A Carbon (C) makes 4 bonds, a Hydrogen (H) or a halogen (X) makes 1 bond and Nitrogen (N) makes three bonds. So in a molecule with $c$ Carbons, $h$ Hydrogens, $x$ halogens and $n$ Nitrogens, we will have $4c+h+x+3n$ "bonding capacity".

Assuming there are no rings, no double/triple bonds, we must have $c+h+x+n-1$ bonds in between these atoms [think like how many dashes you can draw between $m$ $\ce{O}$'s: $\ce{O-O-O}$ two dashes for three $\ce{O}$'s apparently].

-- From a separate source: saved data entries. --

PR #400, opened 2020-11-06
allow admin to produce a static export via admin panel

dtaylor7:
- add new admin page to allow admins to create, monitor and download static exports of the site
- add new table to track exports
- once static site is generated compress files and upload to s3
- hide ga tracking code if user has static role

### DIFF
--- a/config/default.json
+++ b/config/default.json
@@ -4,7 +4,6 @@
   "cookie": {
     "expires": 3600000
   },
-  "temporaryDirectory": "./dist",
   "services": {
     "redis": {},
     "mysql": {},
--- a/config/default.json
+++ b/config/default.json
@@ -4,9 +4,11 @@
   "cookie": {
     "expires": 3600000
   },
+  "temporaryDirectory": "./dist",
   "services": {
     "redis": {},
     "mysql": {},
+    "s3": {},
     "tfa": {
       "name": "Transition Taskforce Dashboard"
     },
@@ -34,7 +36,8 @@
       "userManagementList": "/admin/manage-users-list",
       "userManagementAuthentication": "/admin/manage-users-authentication",
       "clearCache": "/admin/clear-cache",
-      "createUser": "/admin/create-user"
+      "createUser": "/admin/create-user",
+      "staticExports": "/admin/static-exports"
     },
     "allData": "/all-data",
     "filterExample": "/filter-example",
--- a/migrations/23_static_export.js
+++ b/migrations/23_static_export.js
@@ -1,0 +1,51 @@
+const { services } = require('config');
+const logger = require('services/logger');
+const Sequelize = require('sequelize');
+
+const up = async (query) => {
+  await query.createTable('static_export', {
+    id: {
+      type: Sequelize.DataTypes.INTEGER,
+      primaryKey: true,
+      allowNull: false,
+      autoIncrement: true
+    },
+    status: {
+      type: Sequelize.DataTypes.ENUM('in_progress', 'complete', 'error'),
+      defaultValue: 'in_progress',
+      allowNull: false
+    },
+    url: Sequelize.DataTypes.STRING(2083),
+    error: Sequelize.DataTypes.TEXT,
+    created_at: {
+      type: Sequelize.DataTypes.DATE,
+      defaultValue: Sequelize.literal('CURRENT_TIMESTAMP')
+    },
+    updated_at: {
+      type: Sequelize.DataTypes.DATE,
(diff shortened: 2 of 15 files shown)


config/default.json
```diff
@@ -4,9 +4,11 @@
   "cookie": {
     "expires": 3600000
   },
+  "temporaryDirectory": "./dist",
```
gds-gharper, line 7: Can we not use a real temporary directory for this, rather than a pseudo one in the root of the app.  Ideally it should also be cleaned up automatically after it's finished as well

https://www.gnu.org/software/autogen/mktemp.html
https://www.npmjs.com/package/mktemp

migrations/23_static_export.js
```diff
@@ -0,0 +1,51 @@
...
+      primaryKey: true,
+      allowNull: false,
+      autoIncrement: true
+    },
+    status: {
+      type: Sequelize.DataTypes.ENUM('in_progress', 'complete', 'error'),
+      defaultValue: 'in_progress',
+      allowNull: false
+    },
+    url: Sequelize.DataTypes.STRING(2083),
```
gds-gharper, line 18: Any particular reason for this being 2083, this looks very much like a magic number.

pages/admin/static-exports/StaticExports.js
```diff
@@ -0,0 +1,192 @@
...
+  }
+
+  async createStaticExport() {
+    return await StaticExport.create({ status: 'in_progress' });
+  }
+
+  generateStaticSiteExport(exportUid) {
+    return new Promise((resolve, reject) => {
+      const location = `${config.temporaryDirectory}/${exportUid}/export`;
+      exec(`node scripts/staticSiteGenerator.js --url ${config.serviceUrl} --dir ${location}`, async (error) => {
```
gds-gharper, line 86: I'm not confident this is particularly secure, if the URL contains any shell special variables they'll get interpreted, we're also spawning off a new shell and new interpreter.

Couldn't we just use fork and call a library function?  That way the script used for testing can essentially be a one line call to that library function.

pages/admin/static-exports/StaticExports.js
```diff
@@ -0,0 +1,192 @@
...
+    }
+
+    const tenMinutesAgo = moment().subtract(10, 'minutes');
+    const isStale = moment(currentExport.updated_at).isBefore(tenMinutesAgo);
+    if(isStale) {
+      currentExport.status = 'error';
+      currentExport.error = 'Timeout';
+      await currentExport.save();
+      return;
+    }
```
gds-gharper, line 172: If it's timed out do we know it's actually finished rather than hung?  Is it worth storing the machine and the pid so we can check it perhaps?

migrations/23_static_export.js
dtaylor7: its the maximum length of a url

pages/admin/static-exports/StaticExports.js
dtaylor7: yes we can do, although in our discussions i understood that you wanted to run this as a separate task.

if this is required change, i would like to raise a ticket and work on it retrospectively, i can do this this sprint

pages/admin/static-exports/StaticExports.js
dtaylor7: i am not sure why it would timeout but i thought i should cover this scenario. The only reason we would be here is if the exec command had not finished so i am not sure i can get that information.

config/default.json
dtaylor7: sure will look now

dtaylor7: can you give me path to temp folder you want to use?

dtaylor7: regarding this https://www.npmjs.com/package/mktemp, what is this for?

pages/admin/static-exports/StaticExports.js
gds-gharper: I'd certainly like to fix it, it's never a good idea to execute out to a shell if you can avoid it

config/default.json
gds-gharper: Well the first link is the OS level mktemp functionality (which will pick out the OS level temporary directory, normally /tmp) and guarantee a unique filename within it.  I assume the npm module wraps that to give you a nice interface to it, rather than having to shell out, I just looked briefly and the functionality to create a directory seemed to be there.

pages/admin/static-exports/StaticExports.js
dtaylor7: created new task DDB-1276 which ill start work on asap

config/default.json
dtaylor7: now using os temp dir

gds-gharper (approved):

Since each bond uses one "bonding capacity" from each of the two atoms its binding, $c+h+x+n-1$ bonds are using $2(c+h+x+n-1)$ bonding capacity. So the remaining capacity is:

$$(4c+h+x+3n)-2(c+h+x+n-1)=2c-h-x+n+2$$

If this is larger than zero, it means our molecule is unsaturated, i.e. still has a capacity to make bonds. And our assumption that "there are no rings, no double/triple bonds" is wrong. This bonding capacity is used in forming new bonds either in rings or in pi-bonds. Since each bond uses two capacity one from each side we should have $c-h/2-x/2+n/2+1$ "unsaturated" bonds.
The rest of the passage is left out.